When people are arrested for DUIs, they generally know they can lose their driving privileges if they are convicted of the charges or do something that causes an automatic DMV administrative action to fall in place (e.g. refuse to do a breathalyzer). What they may not know is they can lose other licensed privileges as well. Here are two that may be negatively impacted by a DUI conviction and what you can do to save them.
If you are a licensed pilot, your flying privileges may be taken away if you are convicted of a DUI. The Federal Aviation Administration (FAA) requires all pilots to report DUI convictions or DMV administrative actions within 60 days of the event. Failure to do so can result in the suspension or revocation of their pilot's licenses after the agency inevitably finds out about it when it reviews the National Driver Registry.

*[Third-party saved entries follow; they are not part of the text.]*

PR #60240, opened 2024-08-07
Adds docker compose with selenium

wilkie:
This adds a set of contained Selenium services that can operate on a natively running dashboard server that provide a means of running UI tests against different browsers locally.

It offers a Selenium Grid and standalone Selenium with Chrome.

Right now, SauceLabs is most people’s option since local UI testing is more or less broken out of the box.

Changelog:
* Docker Compose metadata to start Selenium containers
* Docker Compose command to run a UI test (one command for Chrome, Firefox, Edge each)
* This also offers the ability to record a video locally of any UI test.

### Running Selenium UI Tests

With your running dashboard server (`./bin/dashboard-server`), start selenium. You can start up individual nodes or start up a full grid. To start up a full grid:

```shell
docker compose run selenium-nodes
```

Alternatively, starting up specific standalones:

```shell
docker compose up selenium-chrome
```

And then it will instruct you on how to run a test. For instance:

```shell
rake test:ui browser=chrome selenium=http://localhost:4444/wd/hub feature=dashboard/test/ui/features/platform/signing_in.feature
```

### Interaction

You can interact with the browser by using a VNC client or using the web-based VNC connection via localhost:

`http://localhost:7910/?autoconnect=1&resize=scale&password=secret`

Here is it running such a test:

image

You can spin up a specific version of a browser by altering the `.env` file in `docker/developers` which we need to maintain against our CI versions in `browsers.json`. Just update that file and restart the selenium-nodes.

### Recording Video of a UI Test

This also enables recording a video of a UI test. For this, spin up the video service:

```shell
docker compose run selenium-video
```

Then, as it will instruct you, you can run a ui-test with a flag to record to a video:

```shell
rake test:ui browser=chrome record=my-video selenium=http://localhost:4444/wd/hub feature=dashboard/test/ui/features/platform/signing_in.feature
```

Which will create `/tmp/my-video.chrome.mp4` containing the video of the test session.

## PR Checklist:

- [ ] Tests provide adequate coverage
- [ ] Privacy and Security impacts have been assessed
- [ ] Code is well-commented
- [ ] New features are translatable or updates will not break translations
- [ ] Relevant documentation has been added or updated
- [ ] User impact is well-understood and desirable
- [ ] Pull Request is labeled appropriately
- [ ] Follow-up work items (including potential tech debt) are tracked and linked

PR #60274, opened 2024-08-08
Adds basic docker-compose.yml for development environment.

wilkie:
This adds Docker Compose support for third-party services directly depended upon by our Dashboard and Pegasus servers to run a local version of the site.

This adds:
* `docker-compose.yml` to the project root
* Some Docker specific instructions in `DOCKER.md`
* Docker compose service files that are split up by major services and placed in `docker/developers`
* Introduces the conventions for compose services and where those go
* Adds, just as a matter of convenience, references to such services in their "contained" varieties. These are for later on when such services are used with our code-dot-org applications being run, themselves, within the container network.

## PR Checklist:

- [ ] Code is well-commented

### DIFF
--- a/DOCKER.md
+++ b/DOCKER.md
@@ -41,7 +41,7 @@ brew services start colima
 
 1. Verify that Docker works
 ```shell
-docker run hello-world
+docker run --rm hello-world
 ```
 
 ### Ubuntu
--- a/DOCKER.md
+++ b/DOCKER.md
@@ -1,0 +1,123 @@
+# Development with Docker
+
+## Features
+
+* Run development server requirements such as MySQL and Redis in containers.
+
+## Installing Docker
+
+Our Docker development environment requires at least Docker Compose version 2.23 or higher.
+These instructions will walk you through installing a compatible version.
+
+To install Docker, see the appropriate section below:
+[macOS](#macos), [Ubuntu](#ubuntu), [Windows](#windows)
+or consult your package management for your OS.
+
+### macOS
+
+1. Install Docker itself:
+```shell
+brew install docker
+```
+
+1. Install Docker Compose:
+    1. ```shell
+       export DOCKER_CONFIG=${DOCKER_CONFIG:-$HOME/.docker}
+       mkdir -p $DOCKER_CONFIG/cli-plugins
+       curl -SL https://github.com/docker/compose/releases/download/v2.27.0/docker-compose-darwin-$(uname -m) -o $DOCKER_CONFIG/cli-plugins/docker-compose
+       chmod +x $DOCKER_CONFIG/cli-plugins/docker-compose
+       ```
+    1. You can inspect that the version is appropriate by running `docker compose version` and inspecting the result.
+
+1. Install Colima as a container runtime:
+```shell
+brew install colima
+```
+
+1. Start the Colima service (and have it start on login)
+```shell
+brew services start colima
+```
+
+1. Verify that Docker works
+```shell
+docker run hello-world
+```
+
+### Ubuntu
+
+1. Open a terminal.
+
+1. Install Docker via `apt`:
+
+```shell
+sudo apt update && sudo apt install docker.io
+```
+
+1. Enable and start the Docker service
+```shell
+sudo systemctl enable docker
+sudo systemctl start docker
+```
+
+1. Give your account privileges to run Docker
+```shell
+sudo usermod -aG docker ${USER}
+```
+
+1. Verify that Docker works without root (You may need to restart your terminal session.)
+```shell
+docker run hello-world
+```
+
+1. Install Docker Compose:
+    1. ```shell
+       export DOCKER_CONFIG=${DOCKER_CONFIG:-$HOME/.docker}
+       mkdir -p $DOCKER_CONFIG/cli-plugins
+       curl -SL https://github.com/docker/compose/releases/download/v2.27.0/docker-compose-linux-$(uname -m) -o $DOCKER_CONFIG/cli-plugins/docker-compose
+       chmod +x $DOCKER_CONFIG/cli-plugins/docker-compose
+       ```
+    1. You can inspect that the version is appropriate by running `docker compose version` and inspecting the result.
+
+### Windows
+
+Docker on Windows is facilitated with the Docker Desktop application which you can find [here](https://www.docker.com/products/docker-desktop/).
+
+When you install that, you will need to follow the instructions in that app to enable Docker, which may require updating some system settings. There are other instructions found [here](https://docs.docker.com/desktop/install/windows-install/) that may help.
+
+1. Install Docker Desktop from [here](https://www.docker.com/products/docker-desktop/). Using instructions found [here](https://docs.docker.com/desktop/install/windows-install/).
+
+1. Start Docker Desktop. It will say "Engine running" in the lower-left corner of the Docker Desktop window.
+
+1. Start your WSL Ubuntu session.
+
+1. Verify Docker works:
+```shell
+docker run hello-world
+```
+
+1. Verify Docker Compose version is at least 2.23.
+```shell
+docker compose version
+```
+
+## Running a Native Dashboard Server
+
+If you want to run the server code natively, but leverage Docker to run the dependent services, you can follow these instructions.
+
+First, you want to follow the normal [SETUP.md](SETUP.md) instructions for your platform.
+You can skip over many steps that are related to running mysql and redis.
+
+Instead, once you have a working Ruby and Node environment, you can then use this command to spin up the database and redis servers:
+
+```shell
+docker compose run dashboard-services
+```
+
+This will tell you which items you will need to place in your `locals.yml` file for the server to connect to the contained database.
+
+Just copy those lines into your `locals.yml` and start your Dashboard server via:
+
+```shell
+./bin/dashboard-server
+```
--- a/docker-compose.yml
+++ b/docker-compose.yml
@@ -1,0 +1,14 @@
+# Our entry into our docker development environment is described here.
+
+# For an overview of how to use the Docker Development Environment see `DOCKER.md`
+
+# It is split among a few different files that are then merged together via
+# the following `include` section.
+
+include:
+  # Services the dashboard server depends on
+  - path: ./docker/developers/docker-compose.mysql.yml
+  - path: ./docker/developers/docker-compose.redis.yml
+
+  # The dashboard server
+  - path: ./docker/developers/docker-compose.dashboard.yml
--- a/docker/developers/docker-compose.dashboard.yml
+++ b/docker/developers/docker-compose.dashboard.yml
@@ -1,0 +1,32 @@
+include:
+  - path: ./docker-compose.mysql.yml
+  - path: ./docker-compose.redis.yml
+  - path: ./docker-compose.networks.yml
+
+services:
+  # Runs all the dependent services when the dashboard server is running natively
+  dashboard-services:
+    image: alpine
+    depends_on:
+      mysql:
+        condition: service_healthy
+      redis:
+        condition: service_started
+    command: >
+      /bin/sh -c "
+        echo 'Dashboard services running.' &&
+        echo &&
+        echo 'To shut down all containers:' &&
+        echo 'docker compose stop' &&
+        echo &&
+        echo 'To run the native dashboard server:' &&
+        echo './bin/dashboard-server' &&
+        echo &&
+        echo 'Be sure to have the following in your locals.yml to link to the contained services:' &&
+        echo &&
+        echo 'db_writer: mysql://root:password@127.0.0.1/' &&
+        echo 'db_endpoint_writer: 127.0.0.1' &&
+        echo 'db_credential_admin:' &&
+        echo '  username: user' &&
+        echo '  password: password'
+      "
--- a/docker/developers/docker-compose.dashboard.yml
+++ b/docker/developers/docker-compose.dashboard.yml
@@ -23,10 +23,20 @@ services:
         echo './bin/dashboard-server' &&
         echo &&
         echo 'Be sure to have the following in your locals.yml to link to the contained services:' &&
+        echo 'These will allow you to connect to the database with: ./bin/mysql-client-admin' &&
         echo &&
-        echo 'db_writer: mysql://root:password@127.0.0.1/' &&
-        echo 'db_endpoint_writer: 127.0.0.1' &&
+        echo 'db_writer: mysql://root:password@127.0.0.1:${MYSQL_NATIVE_PORT:-3306}/' &&
+        echo 'db_endpoint_writer: 127.0.0.1:${MYSQL_NATIVE_PORT:-3306}' &&
         echo 'db_credential_admin:' &&
-        echo '  username: user' &&
+        echo '  username: root' &&
+        echo '  password: password' &&
+        echo 'db_endpoint_proxy_reporting: 127.0.0.1:${MYSQL_NATIVE_PORT:-3306}' &&
+        echo 'db_endpoint_proxy_reader: 127.0.0.1:${MYSQL_NATIVE_PORT:-3306}' &&
+        echo 'db_credential_reader:' &&
+        echo '  username: root' &&
+        echo '  password: password' &&
+        echo 'db_endpoint_proxy_writer: 127.0.0.1:${MYSQL_NATIVE_PORT:-3306}' &&
+        echo 'db_credential_writer:' &&
+        echo '  username: root' &&
         echo '  password: password'
       "
--- a/docker/developers/docker-compose.dashboard.yml
+++ b/docker/developers/docker-compose.dashboard.yml
@@ -25,6 +25,11 @@ services:
         echo 'Be sure to have the following in your locals.yml to link to the contained services:' &&
         echo 'These will allow you to connect to the database with: ./bin/mysql-client-admin' &&
         echo &&
+        echo '# Redis connections' &&
+        echo 'geocoder_redis_url: redis://localhost:${REDIS_NATIVE_PORT}/0/geocoder' &&
+        echo 'session_store_server: redis://localhost:${REDIS_NATIVE_PORT}/0/session' &&
+        echo &&
+        echo '# MySQL connections' &&
         echo 'db_writer: mysql://root:password@127.0.0.1:${MYSQL_NATIVE_PORT:-3306}/' &&
         echo 'db_endpoint_writer: 127.0.0.1:${MYSQL_NATIVE_PORT:-3306}' &&
         echo 'db_credential_admin:' &&
--- a/docker/developers/docker-compose.mysql.yml
+++ b/docker/developers/docker-compose.mysql.yml
@@ -1,0 +1,41 @@
+include:
+  - path: ./docker-compose.networks.yml
+
+services:
+  # Docker-managed database
+  mysql-base: &mysql-base
+    hostname: db
+    image: mysql/mysql-server:8.0
+    # You can add default options via the 'command':
+    #command:
+    # - '--log-error-verbosity=3'
+    environment:
+      MYSQL_DATABASE: 'db'
+      MYSQL_USER: 'user'
+      MYSQL_PASSWORD: 'password'
+      MYSQL_ROOT_PASSWORD: 'password'
+      MYSQL_ROOT_HOST: '%'
+    volumes:
+      - mysql_data:/var/lib/mysql
+    # Many default ulimits are just too high
+    # And, so, it will consume way too much memory (16GB+)
+    ulimits:
+      nofile:
+        soft: 65536
+        hard: 65536
+
+  mysql-contained:
+    <<: *mysql-base
+    expose:
+      - "3306"
+    networks:
+      cdo_network_test:
+      cdo_network:
+
+  mysql:
+    <<: *mysql-base
+    ports:
+      - "3306:3306"
+
+volumes:
+  mysql_data:
--- a/docker/developers/docker-compose.mysql.yml
+++ b/docker/developers/docker-compose.mysql.yml
@@ -24,6 +24,7 @@ services:
         soft: 65536
         hard: 65536
 
+  # Supports a Dockerized Dashboard server
   mysql-contained:
     <<: *mysql-base
     expose:
@@ -32,10 +33,11 @@ services:
       cdo_network_test:
       cdo_network:
 
+  # Runs a database visible to the native machine
   mysql:
     <<: *mysql-base
     ports:
-      - "3306:3306"
+      - "${MYSQL_NATIVE_PORT:-3306}:3306"
 
 volumes:
   mysql_data:
--- a/.github/dependabot.yml
+++ b/.github/dependabot.yml
@@ -200,6 +200,7 @@ updates:
     directories:
     - "/aws/offsite/aurora-snapshots-fargate"
     - "/docker/dockerfiles"
+    - "/docker/developers"
     schedule:
       interval: "weekly"
       day: "sunday"
--- a/bin/mysql-client-admin
+++ b/bin/mysql-client-admin
@@ -5,11 +5,13 @@ require 'uri'
 
 raise 'please define CDO.db_credential_admin' unless CDO.db_credential_admin
 credentials = CDO.db_credential_admin
+host = CDO.db_endpoint_writer.split(':')[0]
+port = CDO.db_endpoint_writer.split(':')[1] || 3306
 db_connection_settings = URI::Generic.build(
   scheme: 'mysql',
   userinfo: credentials['username'] + ':' + credentials['password'],
-  host: CDO.db_endpoint_writer,
-  port: 3306,
+  host: host,
+  port: port,
   path: '/'
 )
 MysqlConsoleHelper.run(db_connection_settings, ARGV.join(' ').strip)
--- a/bin/mysql-client-dashboard-reader
+++ b/bin/mysql-client-dashboard-reader
@@ -5,11 +5,13 @@ require 'uri'
 
 raise 'please define CDO.db_endpoint_proxy_reader' unless CDO.db_endpoint_proxy_reader
 credentials = CDO.db_credential_reader
+host = CDO.db_endpoint_proxy_reader.split(':')[0]
+port = CDO.db_endpoint_proxy_reader.split(':')[1] || 3306
 db_connection_settings = URI::Generic.build(
   scheme: 'mysql',
   userinfo: credentials['username'] + ':' + credentials['password'],
-  host: CDO.db_endpoint_proxy_reader,
-  port: 3306,
+  host: host,
+  port: port,
   path: '/' + CDO.dashboard_db_name
 )
 MysqlConsoleHelper.run(db_connection_settings, ARGV.join(' ').strip)
--- a/bin/mysql-client-dashboard-reporting
+++ b/bin/mysql-client-dashboard-reporting
@@ -5,11 +5,13 @@ require 'uri'
 
 raise 'please set CDO.db_endpoint_proxy_reporting' unless CDO.db_endpoint_proxy_reporting
 credentials = CDO.db_credential_reader
+host = CDO.db_endpoint_proxy_reporting.split(':')[0]
+port = CDO.db_endpoint_proxy_reporting.split(':')[1] || 3306
 db_connection_settings = URI::Generic.build(
   scheme: 'mysql',
   userinfo: credentials['username'] + ':' + credentials['password'],
-  host: CDO.db_endpoint_proxy_reporting,
-  port: 3306,
+  host: host,
+  port: port,
   path: '/' + CDO.dashboard_db_name
 )
 MysqlConsoleHelper.run(db_connection_settings, ARGV.join(' ').strip)
--- a/bin/mysql-client-dashboard-writer
+++ b/bin/mysql-client-dashboard-writer
@@ -5,11 +5,13 @@ require 'uri'
 
 raise 'please define CDO.db_endpoint_writer' unless CDO.db_endpoint_writer
 credentials = CDO.db_credential_writer
+host = CDO.db_endpoint_proxy_writer.split(':')[0]
+port = CDO.db_endpoint_proxy_writer.split(':')[1] || 3306
 db_connection_settings = URI::Generic.build(
   scheme: 'mysql',
   userinfo: credentials['username'] + ':' + credentials['password'],
-  host: CDO.db_endpoint_writer,
-  port: 3306,
+  host: host,
+  port: port,
   path: '/' + CDO.dashboard_db_name
 )
 MysqlConsoleHelper.run(db_connection_settings, ARGV.join(' ').strip)
--- a/bin/mysql-client-pegasus-reader
+++ b/bin/mysql-client-pegasus-reader
@@ -5,11 +5,13 @@ require 'uri'
 
 raise 'please define CDO.db_endpoint_proxy_reader' unless CDO.db_endpoint_proxy_reader
 credentials = CDO.db_credential_reader
+host = CDO.db_endpoint_proxy_reader.split(':')[0]
+port = CDO.db_endpoint_proxy_reader.split(':')[1] || 3306
 db_connection_settings = URI::Generic.build(
   scheme: 'mysql',
   userinfo: credentials['username'] + ':' + credentials['password'],
-  host: CDO.db_endpoint_proxy_reader,
-  port: 3306,
+  host: host,
+  port: port,
   path: '/' + CDO.pegasus_db_name
 )
 MysqlConsoleHelper.run(db_connection_settings, ARGV.join(' ').strip)
--- a/bin/mysql-client-pegasus-reporting
+++ b/bin/mysql-client-pegasus-reporting
@@ -5,11 +5,13 @@ require 'uri'
 
 raise 'please define CDO.db_endpoint_proxy_reporting' unless CDO.db_endpoint_proxy_reporting
 credentials = CDO.db_credential_reader
+host = CDO.db_endpoint_proxy_reporting.split(':')[0]
+port = CDO.db_endpoint_proxy_reporting.split(':')[1] || 3306
 db_connection_settings = URI::Generic.build(
   scheme: 'mysql',
   userinfo: credentials['username'] + ':' + credentials['password'],
-  host: CDO.db_endpoint_proxy_reporting,
-  port: 3306,
+  host: host,
+  port: port,
   path: '/' + CDO.pegasus_db_name
 )
 MysqlConsoleHelper.run(db_connection_settings, ARGV.join(' ').strip)
--- a/bin/mysql-client-pegasus-writer
+++ b/bin/mysql-client-pegasus-writer
@@ -5,11 +5,13 @@ require 'uri'
 
 raise 'please define CDO.db_endpoint_writer' unless CDO.db_endpoint_writer
 credentials = CDO.db_credential_writer
+host = CDO.db_endpoint_proxy_writer.split(':')[0]
+port = CDO.db_endpoint_proxy_writer.split(':')[1] || 3306
 db_connection_settings = URI::Generic.build(
   scheme: 'mysql',
   userinfo: credentials['username'] + ':' + credentials['password'],
-  host: CDO.db_endpoint_writer,
-  port: 3306,
+  host: host,
+  port: port,
   path: '/' + CDO.pegasus_db_name
 )
 MysqlConsoleHelper.run(db_connection_settings, ARGV.join(' ').strip)
--- a/docker/developers/.env
+++ b/docker/developers/.env
@@ -1,0 +1,3 @@
+# The port to spin up a mysql server that is visible to the system (the default is 3306)
+# (This does not affect the port for the fully dockerized mysql container, that is always 3306)
+MYSQL_NATIVE_PORT: 3307
--- a/docker/developers/.env
+++ b/docker/developers/.env
@@ -1,3 +1,6 @@
 # The port to spin up a mysql server that is visible to the system (the default is 3306)
 # (This does not affect the port for the fully dockerized mysql container, that is always 3306)
 MYSQL_NATIVE_PORT: 3306
+
+# Similarly, the native port for redis
+REDIS_NATIVE_PORT: 6379
--- a/docker/developers/.env
+++ b/docker/developers/.env
@@ -1,3 +1,3 @@
 # The port to spin up a mysql server that is visible to the system (the default is 3306)
 # (This does not affect the port for the fully dockerized mysql container, that is always 3306)
-MYSQL_NATIVE_PORT: 3307
+MYSQL_NATIVE_PORT: 3306
--- a/docker/developers/docker-compose.networks.yml
+++ b/docker/developers/docker-compose.networks.yml
@@ -1,0 +1,5 @@
+networks:
+  cdo_network:
+    driver: bridge
+  cdo_network_test:
+    driver: bridge
--- a/docker/developers/docker-compose.redis.yml
+++ b/docker/developers/docker-compose.redis.yml
@@ -1,0 +1,21 @@
+include:
+  - path: ./docker-compose.networks.yml
+
+services:
+  # Docker-managed redis server
+  redis-base: &redis-base
+    hostname: redis
+    image: redis:latest
+
+  redis-contained: 
+    <<: *redis-base
+    expose:
+      - "6379"
+    networks:
+      cdo_network_test:
+      cdo_network:
+
+  redis:
+    <<: *redis-base
+    ports:
+      - "6379:6379"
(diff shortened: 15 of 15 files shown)


DOCKER.md
```diff
@@ -0,0 +1,123 @@
...
+```shell
+docker run hello-world
+```
+
+1. Verify Docker Compose version is at least 2.23.
+```shell
+docker compose version
+```
+
+## Running a Native Dashboard Server
```
cat5inthecradle, line 104: I'd suggest moving this section to the top - put the "Daily reference" details above the fold, and bury the first-time setup details a little bit.

DOCKER.md
```diff
@@ -0,0 +1,123 @@
...
+
+If you want to run the server code natively, but leverage Docker to run the dependent services, you can follow these instructions.
+
+First, you want to follow the normal [SETUP.md](SETUP.md) instructions for your platform.
+You can skip over many steps that are related to running mysql and redis.
```
cat5inthecradle, line 109: It might be worth including a note for folks who are already running mysql and/or redis natively - they'll need to stop those services or the `docker compose run` will fail due to in-use ports.

docker/developers/docker-compose.mysql.yml
```diff
@@ -0,0 +1,41 @@
...
+  mysql-contained:
+    <<: *mysql-base
+    expose:
+      - "3306"
+    networks:
+      cdo_network_test:
+      cdo_network:
+
+  mysql:
+    <<: *mysql-base
```
cat5inthecradle, line 38: YAML Merge keys and anchors are a very new concept to me - would it be worth some comments to explain this magic or link to docs? These symbols aren't especially googleable.

This stack overflow post cleared it up for me, but maybe there's a better source.
https://stackoverflow.com/a/50072961

cat5inthecradle (approved):
LGTM and works on my machine!

Are the `*-contained` services used in this iteration? I'm not really sure what's going on with those container definitions.

DOCKER.md
```diff
@@ -0,0 +1,123 @@
+# Development with Docker
```
snickell, line 1: Not very important, and a distinct element of bikeshedding, but I'd advocate putting this in SETUP.md instead of creating another top-level .md file.

docker-compose.yml
```diff
@@ -0,0 +1,17 @@
+# Our entry into our docker development environment is described here.
+
+# For an overview of how to use the Docker Development Environment see `DOCKER.md`
```
snickell, line 3: 👍, very happy to see a link to the docs from here, I'd definitely notice this file and it would lead me the right place

dashboard/test/ui/utils/selenium_browser.rb
```diff
@@ -14,7 +14,17 @@ def self.local(browser: :chrome, headless: true)
       options[:options] = Selenium::WebDriver::Firefox::Options.new
       options[:options].headless! if headless
       options[:options].add_argument('window-size=1280,1024')
+    when :edge
+      options[:options] = Selenium::WebDriver::Edge::Options.new
+      options[:options].headless! if headless
+      options[:options].add_argument('window-size=1280,1024')
```
snickell: Should we reverse the logic and not add this in case of safari?

snickell: ....or maybe we want this for safari too? 🤷

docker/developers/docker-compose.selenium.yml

Conviction of a single DUI generally won't harm you as long as your criminal record is clean and you follow all the rules required by the FAA and the law following your conviction. However, multiple DUIs can cause the FAA to pull your pilot's license because the agency may feel this indicates you have a substance abuse problem.
It may be possible to get around this problem by working with your criminal defense attorney to get the charges changed to something other than a DUI, such as negligent or reckless driving. You are not required to report a conviction for these crimes, which may help protect your flying privileges.
Approximately 14 million Americans participated in hunting in 2013. Many people who hunt do so with firearms. If you're convicted of a felony DUI, however, your ability to participate in this type of hunting will end, and your license may be pulled altogether.
The reason is the federal government prohibits people convicted of felonies from owning firearms. If you have a license to hunt with a firearm, it may be revoked or you may be prevented from attaining one for future seasons because of the felony and the ban on those with felony convictions from owning guns.
It may be possible to get approved to hunt with a bow and arrow or crossbow. Be aware, though, these items are considered weapons, and people who are on probation or parole are typically prohibited from having any type of weapon.
The only way out of this particular situation is to avoid being convicted of a felony. This may be done by bargaining with the prosecution to reduce the felony to a lesser charge or entering a diversion program that may help you avoid being convicted altogether.